Wednesday, July 25, 2012

George Washington Resigns, Speech Returns

George Washington's Resignation Speech,
 Maryland State Archives, MSA SC 5664.


Considered to be the most significant Washington document to change hands in the past 50 years, George Washington's final draft of his resignation speech was acquired by the Maryland State Archives in January of 2007. Soon it will return to the Maryland State House where the speech was delivered on December 23, 1783. 

The purchase also included a letter that James McHenry, Maryland congressman and Washington's former aide, wrote to his wife-to-be, Margaret (Peggy) Caldwell, describing the ceremony. When Washington delivered his speech, "the  spectators all wept, and there was hardly a member of Congress who did not drop tears," wrote McHenry. Both of these documents have been privately held since 1783.

There are two other official copies of Washington's resignation speech: one in the Library of Congress and another in the National Archives; however, the manuscript acquired by the Maryland State Archives is the annotated original. Penned by Washington, this draft features crossed-out lines and revisions to word choice as Washington carefully crafted the phrasing to formally resign as commander in chief of the Continental Army.

What is most noteworthy--and unique to the copy owned by the State of Maryland--is found in the last paragraph when Washington crosses out the words "final" and "ultimate" to read: "bidding an affectionate, final farewell to this August body...I here today deliver my Commission, and take my ultimate leave of all the employments of public life." These minor edits reveal that Washington knew that despite his years of arduous service during the war he would be willing to return if called.

Currently, a state-of-the-art exhibit case is being constructed to display Washington's resignation speech in order to protect it from light exposure and a fluctuating climate. Once completed, and the Old Senate Chamber is restored to its original appearance, visitors will be able to walk in Washington's footsteps on that monumental December day beginning in the Old Senate Chamber Committee Room, through the Chamber, and out into the rotunda where Washington's words will be prominently exhibited.

Washington’s Resignation Speech (Final Draft)
Annapolis, December 23, 1783
Mr.
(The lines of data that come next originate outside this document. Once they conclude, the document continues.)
PR #4880, opened 2023-11-22
Introduce Blink-To-Append-Only Memoization and Apply to TableLoggers

nbauernfeind:
The primary purpose is to make `PerformanceQueries` work as intended (best-effort w.r.t. memory usage when not in use) according to existing documentation.

### DIFF
--- a/engine/table/src/main/java/io/deephaven/engine/table/impl/BlinkTableTools.java
+++ b/engine/table/src/main/java/io/deephaven/engine/table/impl/BlinkTableTools.java
@@ -15,7 +15,6 @@ import io.deephaven.util.SafeCloseable;
 import org.jetbrains.annotations.NotNull;
 import org.jetbrains.annotations.Nullable;
 
-import java.util.Arrays;
 import java.util.LinkedHashMap;
 import java.util.Map;
 
@@ -148,8 +147,8 @@ public class BlinkTableTools {
 
         @Override
         public Result<QueryTable> initialize(boolean usePrev, long beforeClock) {
-            final Map<String, WritableColumnSource<?>> resultColumns = new LinkedHashMap<>();
-            final Map<String, ? extends ColumnSource<?>> columnSourceMap = parent.getColumnSourceMap();
+            final Map<String, ? extends ColumnSource<?>> sourceColumns = parent.getColumnSourceMap();
+            final Map<String, WritableColumnSource<?>> resultColumns = new LinkedHashMap<>(sourceColumns.size());
 
             // note that we do not need to enable prev tracking for an add-only table
             int colIdx = 0;
@@ -171,7 +170,6 @@ public class BlinkTableTools {
             resultTable.setAttribute(Table.APPEND_ONLY_TABLE_ATTRIBUTE, true);
             resultTable.setFlat();
 
-            // statistically a blink table is likely to be empty; but let's copy whatever we can
             appendRows(usePrev ? parent.getRowSet().prev() : parent.getRowSet(), usePrev).close();
             rowSet.initializePreviousValue();
             Assert.leq(rowSet.size(), "rowSet.size()", sizeLimit, "sizeLimit");
@@ -194,8 +192,7 @@ public class BlinkTableTools {
             if (upstream.modified().isNonempty() || upstream.shifted().nonempty()) {
                 throw new IllegalStateException("Blink tables should not modify or shift!");
             }
-            long newRowsSize = upstream.added().size();
-            if (newRowsSize == 0) {
+            if (upstream.added().isEmpty()) {
                 return;
             }
 
--- a/engine/table/src/main/java/io/deephaven/engine/table/impl/BlinkTableTools.java
+++ b/engine/table/src/main/java/io/deephaven/engine/table/impl/BlinkTableTools.java
@@ -24,18 +24,25 @@ import java.util.Map;
  * @see Table#BLINK_TABLE_ATTRIBUTE
  */
 public class BlinkTableTools {
+    public static final Object DEFAULT_MEMO_KEY = new Object() {
+        @Override
+        public String toString() {
+            return "DEFAULT_MEMOIZATION_KEY";
+        }
+    };
 
     /**
      * Convert a Blink Table to an in-memory append only table.
      * <p>
-     * Note, this table will grow without bound as new blink table rows are encountered.
+     * Note, this table will grow without bound as new blink table rows are encountered. The result is memoized under
+     * {@link #DEFAULT_MEMO_KEY}.
      *
      * @param blinkTable The input blink table
      * @return An append-only in-memory table representing all data encountered in the blink table across all cycles
      */
     public static Table blinkToAppendOnly(final Table blinkTable) {
         // Setting the size limit as maximum allowed value
-        return blinkToAppendOnly(blinkTable, Long.MAX_VALUE);
+        return blinkToAppendOnly(blinkTable, Long.MAX_VALUE, DEFAULT_MEMO_KEY);
     }
 
     /**
@@ -44,7 +51,8 @@ public class BlinkTableTools {
      * Note, this table will grow without bound as new blink table rows are encountered.
      *
      * @param blinkTable The input blink table
-     * @param memoKey A memo key to use to enable memoization (or {@code null} to disable memoization)
+     * @param memoKey saves a weak reference to the result of the given operation under the given memoization key (null
+     *        to disable memoization)
      * @return An append-only in-memory table representing all data encountered in the blink table across all cycles
      */
     public static Table blinkToAppendOnly(@NotNull final Table blinkTable, @Nullable final Object memoKey) {
@@ -55,6 +63,9 @@ public class BlinkTableTools {
     /**
      * Convert a Blink Table to an in-memory append only table with a limit on maximum size. Any updates beyond that
      * limit won't be appended to the table.
+     * <p>
+     * Note, this table will grow without bound as new blink table rows are encountered. The result is memoized under
+     * {@link #DEFAULT_MEMO_KEY}.
      *
      * @param blinkTable The input blink table
      * @param sizeLimit The maximum number of rows in the append-only table
@@ -62,7 +73,7 @@ public class BlinkTableTools {
      *         till maximum row count
      */
     public static Table blinkToAppendOnly(@NotNull final Table blinkTable, long sizeLimit) {
-        return blinkToAppendOnly(blinkTable, sizeLimit, null);
+        return blinkToAppendOnly(blinkTable, sizeLimit, DEFAULT_MEMO_KEY);
     }
 
     /**
@@ -71,7 +82,8 @@ public class BlinkTableTools {
      *
      * @param blinkTable The input blink table
      * @param sizeLimit The maximum number of rows in the append-only table
-     * @param memoKey A memo key to use to enable memoization (or {@code null} to disable memoization)
+     * @param memoKey saves a weak reference to the result of the given operation under the given size limit and
+     *        memoization key (null to disable memoization)
      * @return An append-only in-memory table representing all data encountered in the blink table across all cycles
      *         till maximum row count
      */
@@ -82,14 +94,12 @@ public class BlinkTableTools {
         if (sizeLimit < 0) {
             throw new IllegalArgumentException("Size limit cannot be negative, limit=" + sizeLimit);
         }
+        if (!isBlink(blinkTable)) {
+            throw new IllegalArgumentException("Input is not a blink table!");
+        }
         final UpdateGraph updateGraph = blinkTable.getUpdateGraph();
         try (final SafeCloseable ignored = ExecutionContext.getContext().withUpdateGraph(updateGraph).open()) {
-            final QueryTable coalesced = (QueryTable) blinkTable.coalesce();
-
-            if (!isBlink(coalesced)) {
-                throw new IllegalArgumentException("Input is not a blink table!");
-            }
-
+            final QueryTable coalesced = (QueryTable) (blinkTable.coalesce());
             return coalesced.getResult(new BlinkToAppendOnlyOperation(coalesced, sizeLimit, memoKey));
         }
     }
@@ -132,7 +142,9 @@ public class BlinkTableTools {
 
         @Override
         public String getDescription() {
-            return "BlinkTableTools.blinkToAppendOnly(" + (sizeLimit == Long.MAX_VALUE ? "" : sizeLimit) + ")";
+            final String sizeLimitStr = sizeLimit == Long.MAX_VALUE ? "Long.MAX_VALUE" : Long.toString(sizeLimit);
+            final String memoKeyStr = memoKey == null ? "NO_MEMOIZATION_KEY" : memoKey.toString();
+            return String.format("BlinkTableTools.blinkToAppendOnly(%s, %s)", sizeLimitStr, memoKeyStr);
         }
 
         @Override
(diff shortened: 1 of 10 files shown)


engine/table/src/main/java/io/deephaven/engine/table/impl/BlinkTableTools.java
```diff
@@ -52,122 +62,37 @@ public static Table blinkToAppendOnly(final Table blinkTable) {
...
         try (final SafeCloseable ignored = ExecutionContext.getContext().withUpdateGraph(updateGraph).open()) {
-            return internalBlinkToAppendOnly(blinkTable, sizeLimit);
-        }
-    }
+            final QueryTable coalesced = (QueryTable) blinkTable.coalesce();
 
-    private static Table internalBlinkToAppendOnly(final Table blinkTable, long sizeLimit) {
-        return QueryPerformanceRecorder.withNugget("blinkToAppendOnly", () -> {
-            if (!isBlink(blinkTable)) {
+            if (!isBlink(coalesced)) {
```
devinrsmith, line 90: I see the order has changed here - coalescing _first_ then checking blink. Does it make more sense to keep the check first?

More generally, are we really using coalesce() b/c we need to make sure manage livenessscope stack stuff? If so, are we maybe abusing coalesce in this context b/c we already know a blinktable is coalesced? (And maybe, we should have a more appropriate method on Table for this situation?)

engine/table/src/main/java/io/deephaven/engine/table/impl/BlinkTableTools.java
```diff
@@ -183,4 +108,133 @@ public static boolean isBlink(Table table) {
...
+            this.sizeLimit = sizeLimit;
+            this.memoKey = memoKey;
+
+            this.sourceColumns = new ColumnSource<?>[parent.numColumns()];
+            this.destColumns = new WritableColumnSource<?>[parent.numColumns()];
+        }
+
+        @Override
+        public String getDescription() {
+            return "BlinkTableTools.blinkToAppendOnly(" + (sizeLimit == Long.MAX_VALUE ? "" : sizeLimit) + ")";
```
devinrsmith, line 136: Should we include memoKey? String.format may make it easier to read.

engine/table/src/main/java/io/deephaven/engine/table/impl/MemoizedOperationKey.java
```diff
@@ -672,4 +676,38 @@ protected static boolean equalWeakRefsByReferentIdentity(final WeakReference<?>
...
         return t1 == t2;
     }
+
+    private static class BlinkToAppendOnly extends AttributeAgnosticMemoizedOperationKey {
+        private final long sizeLimit;
+        private final Object key;
+
+        private BlinkToAppendOnly(final long sizeLimit, @NotNull final Object key) {
+            this.sizeLimit = sizeLimit;
+            this.key = key;
```
devinrsmith, line 686: Defensive `Objects.requireNonNull` is appropriate IMO.

engine/table/src/main/java/io/deephaven/engine/table/impl/MemoizedOperationKey.java
```diff
@@ -672,4 +676,38 @@ protected static boolean equalWeakRefsByReferentIdentity(final WeakReference<?>
...
+            if (this == other) {
+                return true;
+            }
+            if (other == null || getClass() != other.getClass()) {
+                return false;
+            }
+
+            final BlinkToAppendOnly blinkToAppendOnly = (BlinkToAppendOnly) other;
+
+            return key.equals(blinkToAppendOnly.key);
```
devinrsmith, line 700: Don't we need to check sizeLimit too?

engine/table/src/main/java/io/deephaven/engine/table/impl/BlinkTableTools.java
```diff
@@ -183,4 +108,133 @@ public static boolean isBlink(Table table) {
...
+        }
+
+        private void onUpdate(final TableUpdate upstream) {
+            if (upstream.modified().isNonempty() || upstream.shifted().nonempty()) {
+                throw new IllegalStateException("Blink tables should not modify or shift!");
+            }
+            long newRowsSize = upstream.added().size();
+            if (newRowsSize == 0) {
+                return;
+            }
```
rcaudy, line 200:
```suggestion
            if (upstream.added().isEmpty()) {
                return;
            }
```

engine/table/src/main/java/io/deephaven/engine/table/impl/BlinkTableTools.java
```diff
@@ -183,4 +108,133 @@ public static boolean isBlink(Table table) {
...
+
+            final TableUpdateImpl downstream = new TableUpdateImpl();
+            downstream.added = appendRows(upstream.added(), false);
```
rcaudy, line 203: You should assert that this is non-empty.

engine/table/src/main/java/io/deephaven/engine/table/impl/BlinkTableTools.java
```diff
@@ -183,4 +108,133 @@ public static boolean isBlink(Table table) {
...
+            resultTable.notifyListeners(downstream);
+
+            if (resultTable.size() == sizeLimit) {
+                // No more rows can be appended, so remove the listener and remove all references
+                resultListener.forceReferenceCountToZero();
+                resultListener = null;
+            }
+        }
+
+        private RowSet appendRows(final RowSet newRows, final boolean usePrev) {
```
rcaudy, line 217: * This could easily accept the `currentSize` as an argument.
* That would let you defer creating the result table until after the `copyData`.
* That, in turn, would let you avoid making the result row set tracking prematurely, avoid the need to use `initializePreviousValue` (which is almost always a code smell), and let you always use the returned `newRange`, because you can just convert it to tracking to be the initial row set, and insert it *outside* of this method in the updating case.
* (Note that you can do the `insertRange` using `newRange.firstRowKey()` and `newRange.lastRowKey()`.)

engine/table/src/main/java/io/deephaven/engine/table/impl/BlinkTableTools.java
nbauernfeind: Good catch. That is my mistake. I needed the QueryTable to invoke `getResult` and I got the order wrong.

engine/table/src/main/java/io/deephaven/engine/table/impl/BlinkTableTools.java
```diff
@@ -183,4 +108,133 @@ public static boolean isBlink(Table table) {
...
+            resultTable.setAttribute(Table.APPEND_ONLY_TABLE_ATTRIBUTE, true);
+            resultTable.setFlat();
+
+            // statistically a blink table is likely to be empty; but let's copy whatever we can
+            appendRows(usePrev ? parent.getRowSet().prev() : parent.getRowSet(), usePrev).close();
+            rowSet.initializePreviousValue();
+            Assert.leq(rowSet.size(), "rowSet.size()", sizeLimit, "sizeLimit");
+
+            if (resultTable.size() < sizeLimit) {
+                resultTable.setRefreshing(true);
```
rcaudy, line 180: It should never be ambiguous whether we will get a refreshing result. This should not be conditional.

engine/table/src/main/java/io/deephaven/engine/table/impl/BlinkTableTools.java
```diff
@@ -183,4 +108,133 @@ public static boolean isBlink(Table table) {
...
+
+                resultListener = new BaseTable.ListenerImpl(getDescription(), parent, resultTable) {
```
rcaudy, line 182: I understand why you might choose to make this conditional. Seems OK.

engine/table/src/main/java/io/deephaven/engine/table/impl/BlinkTableTools.java
```diff
@@ -183,4 +108,133 @@ public static boolean isBlink(Table table) {
...
+                destColumns[colIdx++] = ReinterpretUtils.maybeConvertToWritablePrimitive(newColumn);
+            }
+
+            final TrackingWritableRowSet rowSet = RowSetFactory.empty().toTracking();
+            resultTable = new QueryTable(rowSet, resultColumns);
+            resultTable.setAttribute(Table.ADD_ONLY_TABLE_ATTRIBUTE, true);
+            resultTable.setAttribute(Table.APPEND_ONLY_TABLE_ATTRIBUTE, true);
+            resultTable.setFlat();
+
+            // statistically a blink table is likely to be empty; but let's copy whatever we can
```
rcaudy, line 174: "statistically"? This is kind of a silly comment.
```suggestion
```

rcaudy (commented):
Mostly looking good. I wish you had separated out some of the refactoring to its own commit.

engine/table/src/main/java/io/deephaven/engine/table/impl/QueryTable.java
```diff
@@ -116,7 +116,7 @@ default boolean snapshotNeeded() {
          */
         class Result<T extends DynamicNode & NotificationStepReceiver> {
             public final T resultNode;
-            public final TableUpdateListener resultListener; // may be null if parent is non-ticking
+            public final TableUpdateListener resultListener; // may be null if parent or result are non-refreshing
```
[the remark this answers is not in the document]
rcaudy: I see what you had in mind. I think this comment should be revised, but I can accept that there's a case for no listener.

engine/table/src/main/java/io/deephaven/engine/table/impl/OperationSnapshotControl.java
```diff
@@ -132,7 +129,7 @@ public synchronized boolean snapshotCompletedConsistently(
 
         // Be sure to record initial last notification step before subscribing
         eventualResult.setLastNotificationStep(lastNotificationStep);
-        return subscribeForUpdates(eventualListener);
+        return eventualListener == null || subscribeForUpdates(eventualListener);
```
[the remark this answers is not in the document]
rcaudy: I understand now.

engine/table/src/main/java/io/deephaven/engine/table/impl/QueryTable.java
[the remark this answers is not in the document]
nbauernfeind: In this case .. the append-only table could hit its size limit during initialization. Maybe this is an over optimization, but it does allow the result to be static. I can't think of anything other than a snapshot.

engine/table/src/main/java/io/deephaven/engine/table/impl/BlinkTableTools.java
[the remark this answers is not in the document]
nbauernfeind: Ack.

engine/table/src/main/java/io/deephaven/engine/table/impl/BlinkTableTools.java
```diff
@@ -183,4 +117,134 @@ public static boolean isBlink(Table table) {
...
+            this.sizeLimit = sizeLimit;
+            this.memoKey = memoKey;
+
+            this.sourceColumns = new ColumnSource<?>[parent.numColumns()];
+            this.destColumns = new WritableColumnSource<?>[parent.numColumns()];
+        }
+
+        @Override
+        public String getDescription() {
+            final String sizeLimitStr = sizeLimit == Long.MAX_VALUE ? "Long.MAX_VALUE" : Long.toString(sizeLimit);
```
rcaudy, line 145: Why not say "unbounded" or "unlimited" for max?

engine/table/src/main/java/io/deephaven/engine/table/impl/BlinkTableTools.java
```diff
@@ -183,4 +117,134 @@ public static boolean isBlink(Table table) {
...
+            final String memoKeyStr = memoKey == null ? "NO_MEMOIZATION_KEY" : memoKey.toString();
```
rcaudy, line 146: Similarly "none"?

engine/table/src/main/java/io/deephaven/engine/table/impl/BlinkTableTools.java
```diff
@@ -183,4 +117,134 @@ public static boolean isBlink(Table table) {
...
+            int colIdx = 0;
+            for (Map.Entry<String, ? extends ColumnSource<?>> sourceEntry : sourceColumns
+                    .entrySet()) {
+                final ColumnSource<?> sourceColumn = sourceEntry.getValue();
+                final WritableColumnSource<?> newColumn = ArrayBackedColumnSource.getMemoryColumnSource(
+                        0, sourceColumn.getType(), sourceColumn.getComponentType());
+                resultColumns.put(sourceEntry.getKey(), newColumn);
+
+                // read and write primitives whenever possible
+                this.sourceColumns[colIdx] = ReinterpretUtils.maybeConvertToPrimitive(sourceColumn);
```
rcaudy, line 175: I'm sorry I suggested the previous rename, now that I realize this consequence. Maybe I should have suggested parentColumns?

engine/table/src/main/java/io/deephaven/engine/table/impl/BlinkTableTools.java
```diff
@@ -183,4 +117,134 @@ public static boolean isBlink(Table table) {
...
+            final RowSet newRange = RowSetFactory.fromRange(currentSize, totalSize - 1);
+
+            try (final SafeCloseable ignored = rowsToAdd) {
+                if (rowsToAdd == null) {
+                    rowsToAdd = newRows;
+                }
+                ChunkUtils.copyData(sourceColumns, rowsToAdd, destColumns, newRange, usePrev);
+            }
+            if (resultTable != null) {
+                resultTable.getRowSet().writableCast().insertRange(newRange.firstRowKey(), newRange.lastRowKey());
```
rcaudy, line 243: I would just do this unconditionally in the listener, instead of in this method. Cleaner, and separates concerns.

engine/table/src/main/java/io/deephaven/engine/table/impl/BlinkTableTools.java
```diff
@@ -26,150 +24,86 @@
  * @see Table#BLINK_TABLE_ATTRIBUTE
  */
 public class BlinkTableTools {
+    public static final Object DEFAULT_MEMO_KEY = new Object() {
+        @Override
+        public String toString() {
+            return "DEFAULT_MEMOIZATION_KEY";
+        }
+    };
```
rcaudy, line 32: Could just be
```
new String("DEFAULT_MEMOIZATION_KEY");
```

engine/table/src/main/java/io/deephaven/engine/table/impl/BlinkTableTools.java
```diff
@@ -26,150 +24,86 @@
...
+    public static Table blinkToAppendOnly(@NotNull final Table blinkTable, @Nullable final Object memoKey) {
+        // Setting the size limit as maximum allowed value
+        return blinkToAppendOnly(blinkTable, Long.MAX_VALUE, memoKey);
     }
 
     /**
      * Convert a Blink Table to an in-memory append only table with a limit on maximum size. Any updates beyond that
      * limit won't be appended to the table.
+     * <p>
+     * Note, this table will grow without bound as new blink table rows are encountered. The result is memoized under
```
rcaudy, line 67: This is incorrect; this is size limited.

rcaudy (commented):
.

engine/table/src/main/java/io/deephaven/engine/table/impl/BlinkTableTools.java
devinrsmith: I'm a fan of how it's setup here w/ Object; even though unlikely, a string-based memo-key is "public" and the user can just use the same string.

rcaudy: I think that's an argument for using object identity when comparing memo keys. Also, why is it bad if the user really wants to explicitly use our default memo key? It's public here, for some reason, although I'd think it could be private.

devinrsmith: Oh, I see it's explicitly public. 

I don't think we'd want to use object identity for all memo, otherwise it wouldn't be obvious how one achieves memo over API today.

rcaudy: OK. I'm convinced enough. We stick to Object equality, keep this default as an Object so it will rely on reference equality, and maybe make it private (but I'm ambivalent about that).

rcaudy (approved):

engine/table/src/main/java/io/deephaven/engine/table/impl/BlinkTableTools.java
```diff
@@ -26,21 +24,55 @@
...
+            return "DEFAULT_MEMOIZATION_KEY";
+        }
+    };
 
     /**
      * Convert a Blink Table to an in-memory append only table.
      * <p>
-     * Note, this table will grow without bound as new blink table rows are encountered.
+     * Note, this table will grow without bound as new blink table rows are encountered. The result is memoized under
+     * {@link #DEFAULT_MEMO_KEY}.
```
devinrsmith, line 38: If we're going to link to it, it _should_ be public IMO. I think it's _ok_ to have it public.

devinrsmith (changes requested):

devinrsmith (approved):

deephaven-internal:

How-to: https://github.com/deephaven/deephaven.io/issues/3488
Reference: https://github.com/deephaven/deephaven.io/issues/3487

President,                                                             
The great events on which my resignation depended, having at length taken place, I have now the honor of offering my sincere congratulations to Congress, and [&] of presenting myself before {Congress} them, to surrender into their hands the trust committed to me, and to claim the indulgence of retiring {request permission to retire} from the service of my country.
Happy in the confirmation of our independence and sovereignty, and pleased with the opportunity afforded the United States, of becoming a respectable Nation {as well as in the contemplation of our prospect of National happiness}, I resign with satisfaction the appointment I accepted with diffidence --- a diffidence in my abilities to accomplish so arduous a task, which however was superseded by a confidence in the rectitude of our Cause, the support of the supreme Power of the Union, and the patronage of Heaven.
The successful termination of the War has verified the most sanguine expectations- and my gratitude for the interposition of Providence, and the assistance I have received from my Countrymen, increases with every review of the momentous Contest.
While I repeat my obligations to the army in general, I should do injustice to my own feelings not to acknowledge in this place the peculiar services and distinguished merits of the Gentlemen who have been attached to my person during the war. -- It was impossible the choice of confidential officers to compose my family should have been more fortunate. --Permit me Sir, to recommend in particular those, who have continued in service to the present moment, as worthy of the favorable notice & patronage of Congress.--
I consider it an indispensable duty {duty} to close this last solemn act of my Official life, by commending the Interests of our dearest Country to the protection of Almighty God, and those who have the superintendance {direction} of them, to his holy keeping.--
Having now finished the work assigned me, I retire from the great theatre of action, -- and bidding an affectionate {a final} farewell to this August body, under whose orders I have so long acted, I here offer {today deliver?} my Commission, and take my {ultimate} leave of all the employments of public life.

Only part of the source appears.